I was just forwarded this web site from someone on Camo Space

www.CampWildGirls.com

they have alot of womens camo on there.....


----------



## tangleknot (Oct 8, 2001)

Thanks for the head's up.


----------



## Wendy (Oct 6, 2008)

Holy crap!!! did you see the Moose on that site in the photo album? 
That Moose put the "MOOSE" in Moose!! WOW! _THATS what I want to shoot when I grow up!! _


----------



## Bellyup (Nov 13, 2007)

To liven this section up a little, I offer my expert consulting experience free of fee. All I ask is for a donation, Labats Blue is a good item to donate. 

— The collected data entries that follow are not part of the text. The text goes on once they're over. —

Issue #2620, opened 2022-08-11
Do not include sources in Documentable equals/hashCode


owengray-google:
```
    @Test
    fun `hashcode Behavior`() {
        val moduleK = """
            |object Foo {
            |  fun bar() = Unit
            |  const val baz = "baz"
            |}
        """.render()
        val a = moduleK.children.first().children.first() as DObject
        val a2 = a.copy()
        val b = a.copy(sources = emptyMap())
        assertThat(a.equals(a2)).isTrue()
        assertThat(a.hashCode() == a2.hashCode()).isTrue()
        // These lines fail
        assertThat(a.equals(b)).isTrue()
        assertThat(a.hashCode() == b.hashCode()).isTrue()
    }
```

**Describe the bug**
Documentables are data classes, which use autogenerated `equals()` and `hashCode()` that use all of their properties.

Must make appointment, as I am a very busy consultant. However, I will come to you and offer you the expert advice on which outfit looks best on you. My specialty is in the camo lingere. :evilsmile


----------



## autumnlovr (Jul 21, 2003)

Wendy said:


> Holy crap!!! did you see the Moose on that site in the photo album?
> That Moose put the "MOOSE" in Moose!! WOW! _THATS what I want to shoot when I grow up!! _


It IS a beautiful moose, but it's also a great (but tricky) photograph. By having the huntress kneel behind the moose, she's probably 10 feet past the antlers....making her look a lot shorter and smaller. Even the rifle looks HUGE compared to her. But....there's NO taking away from that palmation and all those points! And, I'd love to shoot one like that when I grow up too!


----------



## Wendy (Oct 6, 2008)

I understand perspective. I was more focused on the size of the rack he sported in the front, not rear!


----------